PR #241, opened 2018-04-03
Show users how to find ship name

rmariani:
This mostly matters for those who are running a comet or a moon. Can't hurt to add this.


rmariani:
Typo; committed a better change.

PR #242, opened 2018-04-04
fixed dead links

rmariani:
in a few locations it looks like there were URLs with an old scheme


keatondunsford:
Good catch -- thought I fixed these all.

PR #244, opened 2018-04-05
removed confusing path concatenation

rmariani:
Readers are given mixed signals by trying to start the app from the home desk without putting the `%examples` path in. By following these docs, readers will not have an `app/echo.hoon` under the home desk.

Also, out of nowhere comes `:examples-echo` right after an `:echo` command. I'm not sure why this is. I think my changes make things clearer. I also fixed /twig dead links

### DIFF
--- a/docs/arvo/network.md
+++ b/docs/arvo/network.md
@@ -39,12 +39,12 @@ a value, it prints that value out. To try this out, you have to start
 the app, then you can poke it from the command line with the following
 commands:
 
-    ~fintud-macrep:dojo> |start %echo
+    ~fintud-macrep:dojo> |start %examples %echo
     >=
     ~fintud-macrep:dojo> :echo 5
     [%echo %noun 5]
     >=
-    ~fintud-macrep:dojo> :examples-echo [1 2]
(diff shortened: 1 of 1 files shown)


keatondunsford:
@Fang- @ohAitch Does starting apps on other desks actually work?

Fang-:
Confirmed it works, start with `|start %desk %app` and then poke as `:app ...`.

I think the `:examples-echo` may be a leftover from when that was in `/app/examples/echo.hoon`.

keatondunsford:
It seems like there's a potential namespacing issue here. Shouldn't one be able to poke an app on a specific desk? Perhaps there is an existing Arvo issue for this, but if not, we should file it.

Fang-:
Practically, currently, there's no need. If you try to start an app from two different desks you hit urbit/arvo#542.

In the short-term this should just error. In the long term, I'm not even sure if support was ever intended. Note how you can't specify a desk when poking an app on a foreign ship. But this is a whole different discussion.

keatondunsford:
Mkay. Well, the syntax of this PR seems more explicit, which is better. So, I'm going to merge this.

Thanks @rmariani.

PR #253, opened 2018-04-23
Update interface.md

rmariani:
Links were broken

### DIFF
--- a/docs/hall/architecture.md
+++ b/docs/hall/architecture.md
@@ -10,7 +10,7 @@ title: Hall architecture
 
 This document is complemented by Hall's source code, but doesn't require it. Definitions of data structures, code snippets and diagrams will be provided where useful.
 
-Hall's implementation is structured according to the new Gall model. Familiarity with its concepts is assumed. See [the new Gall model](new-gall).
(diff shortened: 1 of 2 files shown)


keatondunsford:
Can you change these to the relative path (like the current link), so that these can still be viewed on localhost? E.g. if I'm viewing a copy of the docs on my local ship, they should point to my local Clay file, rather than redirect me to urbit.org. The current relative link system used here and throughout the docs works, if you set them up that way.

rmariani:
Sure, I just thought that the issue might have been the relative paths

keatondunsford:
Try `[new gall](new-gall))` and `#[Hall's architecture](architecture)`.

keatondunsford:
Cool. Can you also rebase the changes on your branch against origin/master to squash this into a single commit? It's an easy thing that you can Google how to do. Something like:

```
git rebase -i origin/master
```

Then change the left letters to 'f' to squash them and throw away their commit/message history, to boil these down into the first commit to be made to current origin/master.

Let me know if that doesn't make sense.

keatondunsford:
Closed in favor of #254 (helped Rob with this).

PR #281, opened 2018-06-04
Update 2f

rmariani:
Added `++lor` entry, added descriptions on other entries where they were missing, added examples and update syntax

@joshuareagan @keatondunsford

### DIFF
--- a/docs/hoon/library/2f.md
+++ b/docs/hoon/library/2f.md
@@ -8,28 +8,23 @@ navhome: /docs/
 
 Alphabetic order
 
-Computes whether `a` and `b` are in alphabetical order, producing a
-boolean.
+Computes whether `a` and `b` are in alphabetical order, producing a flag.
 
-Accepts
--------
+#### Accepts
 
 `a` is a noun.
 
 `b` is a noun.
 
-Produces
---------
+#### Produces
 
-A boolean atom.
+A flag.
 
+#### Source
 
-Source
-------
-
-    ++  aor                                                 ::  a-order
+    ++  aor                                                 
       ~/  %aor
-      |=  {a/* b/*}
+      |=  [a=* b=*]
       ^-  ?
       ?:  =(a b)  &
       ?.  ?=(@ a)
@@ -44,24 +39,32 @@ Source
         $(a (rsh 3 1 a), b (rsh 3 1 b))
       (lth c d)
 
-
-Examples
---------
+#### Examples
 
     > (aor 'a' 'b')
     %.y
+
     > (aor 'b' 'a')
     %.n
+
+    > (aor 'a' 'a')
+    %.y
+
     > (aor "foo" "bar")
     %.n
+
     > (aor "bar" "foo")
     %.y
+
     > (aor "abcdefz" "abcdefa")
     %.n
+
     > (aor "abcdefa" "abcdefz")
     %.y
+
     > (aor 10.000 17.000)
     %.y
+
     > (aor 10 9)
     %.n
 
@@ -72,27 +75,23 @@ Examples
 
 Numeric order
 
-Computes whether `a` and `b` are in ascending numeric order, producing a
-boolean.
+Computes whether `a` and `b` are in ascending numeric order, producing a flag.
 
-Accepts
--------
+#### Accepts
 
 `a` is a noun.
 
 `b` is a noun.
 
-Produces
---------
+#### Produces
 
-A boolean atom.
+A flag.
 
-Source
-------
+#### Source
 
-    ++  dor                                                 ::  d-order
+    ++  dor                                               
       ~/  %dor
-      |=  {a/* b/*}
+      |=  [a=* b=*]
       ^-  ?
       ?:  =(a b)  &
       ?.  ?=(@ a)
@@ -104,20 +103,24 @@ Source
       (lth a b)
 
 
-Examples
---------
+#### Examples
 
     > (dor 1 2)
     %.y
+
     > (dor 2 1)
     %.n
+
     > (dor ~[1 2 3] ~[1 2 4])
     %.y
+
     > (dor ~[1 2 4] ~[1 2 3])
     %.n
-    > (dor (limo ~[99 100 10.000]) ~[99 101 10.000])
+
+    > (dor `(list @)`~[99 100 10.000] ~[99 101 10.000])
     %.y
-    > (dor ~[99 101 10.999] (limo ~[99 100 10.000]))
+
+    > (dor ~[99 101 10.999] `(list @)`~[99 100 10.000])
     %.n
 
 
@@ -127,26 +130,26 @@ Examples
 
 Hash order
 
-XX revisit
+Computes whether the products of `a` and `b` hashed with `mug` are in
+ascending numeric order, producing a flag.
 
-Accepts
--------
+[`mug`](../2e) is the the 31-bit nonzero FNV-1a hash algorithm.
+
+#### Accepts
 
 `a` is a noun.
 
 `b` is a noun.
 
-Produces
---------
+#### Produces
 
-A boolean atom.
+A flag.
 
-Source
-------
+#### Source
 
-    ++  gor                                                 ::  g-order
+    ++  gor                                               
       ~/  %gor
-      |=  {a/* b/*}
+      |=  [a=* b=*]
       ^-  ?
       =+  [c=(mug a) d=(mug b)]
       ?:  =(c d)
@@ -154,29 +157,39 @@ Source
       (lth c d)
 
 
-Examples
---------
+#### Examples
 
     > (gor 'd' 'c')
     %.y
+
     > 'd'
     'd'
+
     > 'c'
+    'c'
+
     > `@ud`'d'
     100
+
     > `@ud`'c'
     99
-    > (mug 'd')
+
+    > (mug 'd')                               
     1.628.185.714
+
     > (mug 'c')
     1.712.073.811
+
     > (gor 'd' 'c')
     %.y
+
     > (gor 'c' 'd')
     %.n
+
     > (gor "foo" "bar")
     %.n
-    > (gor (some 10) (limo [1 2 3 ~]))
+
+    > (gor (some 10) `(list @)`[1 2 3 ~])
     %.n
 
 
@@ -184,31 +197,33 @@ Examples
 ***
 ### `++hor`
 
-Hash order
+Head/tail hash order
 
-XX revisit
+If `a` and `b` are cells, `hor` checks to see if their heads are equal. If their
+heads are equal, `gor` is computed on their tails, producing a flag. If their
+heads are not equal, `gor` is computed on their heads, producing a flag.
 
-Recursive hash comparator gate.
+If `a` and `b` are atoms, they are computed as samples of `gor`, producing a
+flag.
 
-Accepts
--------
+If `a` is an atom and `b` is not, then `%.y` is produced. If `b` is an atom and
+`a` is not, `%.n` is produced.
+
+#### Accepts
 
 `a` is a noun.
 
 `b` is a noun.
 
-Produces
---------
+#### Produces
 
-A boolean atom. 
+A flag.
 
+#### Source
 
-Source
-------
-
-    ++  hor                                                 ::  h-order
+    ++  hor                                            
       ~/  %hor
-      |=  {a/* b/*}
+      |=  [a=* b=*]
       ^-  ?
       ?:  ?=(@ a)
         ?.  ?=(@ b)  &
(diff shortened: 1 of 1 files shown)


joemfb:
It'd be really nice if the various hash-orders had some explanation of why they exist. Sets use `+hor`, maps use `+gor`, and queues use `+vor` -- but I have no idea why.

I realize this is not a trivial request ... ;)

belisarius222:
I'll give this a shot, since I'm already looking into treaps for Ford caching today. @cgyarvin you might want to take a look at this to make sure I got this right.

Each ordering function is intended to be used as a comparator for sorting. It takes two arbitrary nouns `a` and `b` as input and produces `&` if `a` should come before `b`, or `|` if `b` should come before `a`. In particular, some of these functions provide probabilistic balancing for Urbit's treap data structures: sets, maps, and queues.

`+aor` is alphabetical order. It treats each atom in the tree as a character and checks highest bit first.

`+dor` compares numeric values. If `a` and `b` are atoms, `dor` is equivalent to `+lte`. If they're cells, it recurses on the heads, and then if the heads are the same it checks the tails. If `a` is an atom and `b` is a cell, produce `&`. If `a` is a cell and `b` is an atom, produce `|`. Intuitively, for cells, if each of the elements are equal, `dor` says the 'shorter' one should come first.

`+gor` compares the short hashes `(mug a)` and `(mug b)`, falling back to `+dor` if the mugs are equal.

`+hor` runs `gor` if both `a` and `b` are atoms. Otherwise, if one is a cell and the other is an atom, it will say the 'shorter' one comes first, using the same logic as `+dor`. If they're both cells, use `gor` on the heads, or if the heads are equal, run `gor` on the tails.

`+lor` is not used anywhere in Arvo. It seems to be the same check as `+dor ` except it doesn't check the case where `a` is a cell and `b` is an atom. I suspect this might be a bug.

`+vor` compares double-hashed `(mug (mug a))` and `(mug (mug b))`, dropping down to `+dor` if they're equal.

The idea of a treap is that it keeps itself approximately balanced both vertically and horizontally. It does this by behaving like a binary search tree in terms of horizontal ordering, and then the vertical ordering is uncorrelated to that horizontal ordering.

For a given node and its children (n, l, r), using horizontal ordering l <= n <= r must hold. There are multiple valid tree shapes for any set of nodes, though, so to keep it balanced, the treap also enforces a vertical ordering. 

This vertical ordering should be uncorrelated to the horizontal ordering; otherwise the treap will become unbalanced. The limiting case uses the same vertical ordering as horizontal ordering, which produces a list. At that point, we've lost all the performance benefits of a treap.

Since hashing (hopefully) destroys correlation, double-mugging should be mostly uncorrelated with single-mugging, which is why we single-mug in one direction and double-mug in the other. Since the horizontal ordering is used for lookups, we use the faster single-mugging along that dimension. It should also be noted that the mug of a noun is calculated lazily in the process of testing equality, and it's memoized at the C level.

Sets (`+set`, `+in`) use `+hor` for their horizontal order and `+vor` for their vertical order. See `+apt:in` to see how a set verifies its correctness. I think `hor` is short for 'horizontal order' and `vor` is short for 'vertical order.' 

Maps (`+map`, `+by`) only look at the keys (the head of the key-value pair elements) for ordering. They use `+gor` on the key for horizontal order and `+vor` on the key for vertical order.

Queues (`+qeu`, `+to`) only use `+vor`, for vertical ordering. I think the horizontal ordering is the insertion order of the elements; i.e. a FIFO queue. It seems to me that we might be better off using `+gor` for queues, since it would be faster, and even a single-mugging should be uncorrelated with the insertion order in general.

`+hor` is a wrapper around `+gor` that first runs `+gor` on the heads of `a` and `b`, whereas `+gor` hashes the whole nouns and falls back to value-by-value equality comparison in the case of hash collision. I'm having trouble understanding why maps use `+gor` and sets use `+hor`. Maybe it has to do with expecting the keys in a map to be an atom and having no such expectation of set elements?

cgyarvin:
I have all the same questions you do :-)

rmariani:
Looks awesome to me. Thanks Ted.
—
~lodleb-ritrul
https://urbit.org

joemfb:
This is fantastic! Thanks for taking the time.

Should I open a tracking issue on urbit/arvo to see if the set/map treap ordering can be unified? This has been discussed a few times in the past, not sure of the level of interest.

belisarius222:
Sounds like a good idea. There should probably also be an issue to remove
`+lor`, unless someone is attached to its presence.


—
~rovnys-ricfer
https://urbit.org

ohAitch:
lor is my fault, and should be removed

the map vs set ordering is greviously bugged, in that the horizontal order
is the same so a map pretty-prints the same as the set of its k-v pairs,
but the vertical order is incompatible so the two aren't actually .= to
each other. This should be resolved by either adding an equivalent
head-first clause to set-vor, or just removing the special case and making
maps and sets more transparently distinct.

Queues are in fact FIFO, and only have vertical ordering; if you want them
to be faster, I'd redefine vor to be single-mug and hor to be double-mug,
and not just structure queues completely differently from other treaps.
That said, I suspect the mug overhead to be small-o, and absolutely all
urbit computations to be dominated by pointer-walking and allocation: if
profiling shows >5% increase, it might be worth it, but I think profiling
would instead show the number of mugs to be noise compared to other known
performance issues.

belisarius222:
Oh, so sets use `+hor` so that their horizontal ordering matches the
horizontal ordering of maps. Since `+hor` checks the head first, it would
behave like maps using `+gor` on the key (the head) -- unless there's a
hash collision! Then they'd diverge: sets would mug the tails, whereas maps
would do a full equality check on the heads. I wonder if that's happened
yet ...

I don't feel as though the internals of maps and sets should be constrained
to having anything to do with each other at all. If they happen to use the
same ordering or different ordering, that shouldn't be anybody's business.
The programmer should be relying on the invariants provided by the set and
map interfaces, as opposed to relying on implementation details to convert
data from one form to another.

If we agree on that, then I think that implies we should use `+gor` as
horizontal ordering for both maps and sets (only on the key for maps) and
delete `+hor` and `+lor`.

Sounds like we should also change `+qeu` to use `+gor` instead of `+vor`.
Even if it's not a big performance difference, there's no reason to make
extra work for the interpreter in our standard library functions.

I believe any of these changes would require either a breach or a
relatively heroic system-wide state migration; otherwise we'd break those
precious invariants.


—
~rovnys-ricfer
https://urbit.org

joemfb:
Nothing relies on set and map using mutually consistent hash orders (although I did made that mistake in the past, see urbit/arvo#268).

I do think that it would be to nice to have a map be the same shape as a set of the keys, especially if we're going to make changes in this area.

ohAitch:
I'm not sure what you mean about hash collisions:

      ?:  =(-.a -.b)
        (gor +.a +.b)
      (gor -.a -.b)

++gor in turn drops down to ++dor if the hashes match, you'll never have conflicting `(gor a b)` and `(gor b a)` unless `=(a b)`.

++vor stands for "vertical order", ++hor stands for "horizontal order", please don't use the horizontal order as a vertical order unless you actually have performance numbers that say
a) qeu is being used extensively, such that the extra-mug overhead is having any noticeable effect
b) set/map use `++hor` significantly more than `++vor`, such that having them be inconsistent is worthwhile

> I don't feel as though the internals of maps and sets should be constrained
to having anything to do with each other at all.

They are constrained by urbit being a system meant to be completely understandable by a single user, and "there is a consistent treap structure that is used for maps/sets/queues" is easier to completely understand than "these three datastructures are superficially similar but you need to memorize completely unrelated hashing schema for each". It should certainly be *possible* to write hoon programs using only the invariants, but underneath, things being simpler is preferable to them being complicated.

Changing the shapes of datastructures with jets will want a breach, yes.

ohAitch:
(note that "a map is shaped like a set of keys, a set is shaped like a qeu someone happened to put the elements into in horizontal order" is consistent; as is "a map is a set with no duplicate element-heads, and uses head-only variants of the horizontal and vertical order to make this clear in the implementation". The current map situation is obviously the worst of both worlds)

belisarius222:
Oh you're right @ohAitch, I was wrong about the hash collisions causing
divergent behavior.

please don't use the horizontal order as a vertical order

So much for lapidary naming's mantra that "interpretation is defined by the
formula and nothing else." If being named `vor` means we're not allowed to
use it anywhere other than as a vertical treap ordering, let's rename it.

I can see two possible reasons for wanting map and set to share tree shape
or orderings: performance, and limiting the number of concepts required to
understand Urbit.

As for number of concepts, map and set will never be hashed exactly the
same way. Maps will have only their keys hashed, while sets will have the
whole element hashed. This means you'll still have to learn two different
hashing schemes, even though they both use mugs. By the time someone has
absorbed the concepts of treaps, binary search trees, and probabilistic
balancing, having a couple of slightly different ordering schemes is
definitely not the hard part, especially if they had a coherent rationale
and a modicum of documentation. Take it from me; I just spent the past two
days doing exactly this.

We will never "make this clear in the implementation." We will make this
clear by documenting the fact that these are treaps and documenting our
justifications for our choices of orderings.

Sharing a tree shape would matter for performance if we could use a set as
a map in-place, or vice-versa. That would save memory and CPU by obviating
the need for a copy operation. However, there's no guarantee that a set
will become a valid map, because a set could store values with equal heads
and differing tails, which would become a map with duplicate keys. We could
treat a map as a set of key-value pairs, but we wouldn't be able to convert
back.

Does this matter, though? I think the reason we're even considering this is
because we don't have an iterator / sequence / lazy list type, so every
time we map some operation over some container, we either have to hand-roll
stream fusion with specialized ad-hoc recursion (which we usually don't),
or we copy the whole data structure. I'd rather fix this problem in a
general way than special-case a container type to support a one-way
transformation to one other container type.

ohAitch:
By "don't use horizontal order as vertical order", I mostly mean that if for sets the code is `?:((vor new-element n.a) insert-here $(... recur downwards))`, the qeu should use the same function for the same purpose, regardless of name. Which is a *should* not a must, by RFC 2119: if the performance case is compelling, it is probably worth changing, but the burden of proof is on doing the confusing thing.

Like, is there another reason *for* making them different, other than "fewer concepts is too constraining"? I am not opposed to having more general iterators, but I don't think those are scheduled to exist soon enough to be a consideration

ohAitch:
horizontally, sets do not *currently* have their whole element hashed: they have their heads(/atoms) hashed, and their tails only if the heads are equal

vertically, they do hash the whole element.

this inconsistency caused urbit/arvo#268, and is what I was referring to earlier with the "greviously bugged" printing-identically-but-different-vertically behaviour. The fix is to make vertical order do the same head-first thing, or horizontal order not do the head-first thing.

belisarius222:
Ah ok, I see what you're saying about the vertical order.

The reason to make them different is that the simplest ordering that solves the problem for sets is `+gor`, not `+hor`.

I found it confusing that the implementation of a data structure was based on a rather subtle interaction with some other data structure, as opposed to being the most obvious solution for that data structure in isolation. I think we should implement a set as a set, a map as a map, and a queue as a queue. They share a `+tree` structure and some aspects of their orderings, but they're not the same data structure. Trying to get these things to be artificially more similar to each other is part of how we got into this mess in the first place.

Something along these lines could be interesting (the types aren't right, I know; it's pseudohoon):
```
++  treap  [val-type=mold hor=$([* *] ?) vor=$-([* *] ?)]
...
+=  map  |*  val-type  `treap`[val-type hor=|=(^ (compare-mugs +<- +<+)) vor=compare-double-mugs]
+=  set  |*  val-type  `treap`[val-type hor=compare-mugs vor=compare-double-mugs]
```

ohAitch:
Hmm, only two(and a half?) instances probably isn't worth the abstraction overhead, but I can see that being useful if we grow like five more similar tree containers(the %jael static-keyset map seems relevant here).

I'm on board with the "hor elements for sets, hor keys for maps" resolution definitely ^-^

joshuareagan:
Rob, with a little help from Ted, would you be willing to add a bit to this doc in order to fulfill Joe's initial request?

rmariani:
Of course.

rmariani:
Alright, here's my latest hack at it.

cgyarvin:
Wut?  Remember that a map is a search structure.  If I’m searching for a key but don’t have the value, how do I search a tree ordered by [key value]?

Maybe I don’t understand the proposal...

ohAitch:
When I last looked at the code, sets were ordered by "key"(head of element)
first, and the tail as a tie breaker.

But only horizontally, not vertically. And while I appreciate the elegance
of the code's clear original intent, and am all for Ted implementing it for
real, the important part of the ~proposal~ as I currently remember it is to
fix the current(?) egregious state of "maps and sets of the same pairs
pretty-print identically, but aren't .="

cgyarvin:
I had another idea for fixing this — but I get it.  A tricky change to implement, but I also want to switch to Murmur32 mug... also tricky...

belisarius222:
This proposal would use a map-compatible search order in sets, by comparing
heads (keys) before looking at tails (values). Because a map can never have
duplicate keys, this scheme allows you to convert any valid map into a
valid set -- but not necessarily the reverse.

I don't know anything about the interaction between treap ordering and
pretty-printing.


—
~rovnys-ricfer
https://urbit.org

cgyarvin:
And you don’t need to know anything!

Pretty-printing remains in the Tao.  As Lao-tze says: those who know, don’t talk.  Those who talk, don’t know. I’d talk, but I don’t know...

ohAitch:
The interaction is that because horizontal ordering *already* acts as
described, and the pretty-printer ignores vertical ordering, constructing a
map and set in the dojo makes them look like they're hashed
identically(expectation), while in practice they're structured
differently(reality)

joshuareagan:
fwiw this pretty-printer issue has fooled me in the past

cgyarvin:
There are other ways to handle the ordering difference.  But I’m reminded that originally it was designed to work as you describe...

eglaysher:
I'm unsure how you'd go about making the map ordering depend on the value; we have ways of just modifying the value in place (`+jab:by`) which would otherwise require changing the tree structure if the ordering depended on the value.

joemfb:
I would just apply the single horizontal hash-order function to the keys, as we do now. The difference would be that it would be same horizontal hash-order used on map keys and set elements.

joemfb:
To be more specific, I think the current `+vor` (double-mug order) should remain the vertical order, and the current `+gor` (mug order) should be our exclusive horizontal order.

joemfb:
These changes have now been staged on the linked PRs.

PR #287, opened 2018-06-11
Update 2h

rmariani:
Updated syntax, fixed examples, added missing entries and added missing descriptions.

### DIFF
--- a/docs/hoon/library/2h.md
+++ b/docs/hoon/library/2h.md
@@ -255,7 +255,7 @@ A set.
 
 
 ***
-###`+-dif:in`
+### `+-dif:in`
 
 Difference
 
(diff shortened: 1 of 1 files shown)


docs/hoon/library/2h.md
```diff
@@ -152,141 +237,189 @@ Source
...
     {'bonita' 'madeleine' 'daniel'}
+
     > (~(del in b) 'susan')
     {'bonita' 'madeleine' 'daniel' 'john'}
 
-------------------------------------------------------------------------
 
+***
+###`+-dif:in`
+
```
joshuareagan: Get a space between `###` and `+-dif:in`.  It doesn't render correctly without it.

rmariani:
Good catch. Fixed.

PR #288, opened 2018-06-15
Update 3e

rmariani:
AES encryption was removed from the standard library.


joemfb:
AES and ed25519 were moved to zuse.

rmariani:
Noted, thanks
★ ★ ★
## Problem description
Only lines with the word "whole" are wanted; pull each of them from the records.

## Result for this task
In the short-term this should just error. In the long term, I'm not even sure if support was ever intended. Note how you can't specify a desk when poking an app on a foreign ship. But this is a whole different discussion.
`+hor` is a wrapper around `+gor` that first runs `+gor` on the heads of `a` and `b`, whereas `+gor` hashes the whole nouns and falls back to value-by-value equality comparison in the case of hash collision. I'm having trouble understanding why maps use `+gor` and sets use `+hor`. Maybe it has to do with expecting the keys in a map to be an atom and having no such expectation of set elements?
whole element hashed. This means you'll still have to learn two different
or we copy the whole data structure. I'd rather fix this problem in a
horizontally, sets do not *currently* have their whole element hashed: they have their heads(/atoms) hashed, and their tails only if the heads are equal
vertically, they do hash the whole element.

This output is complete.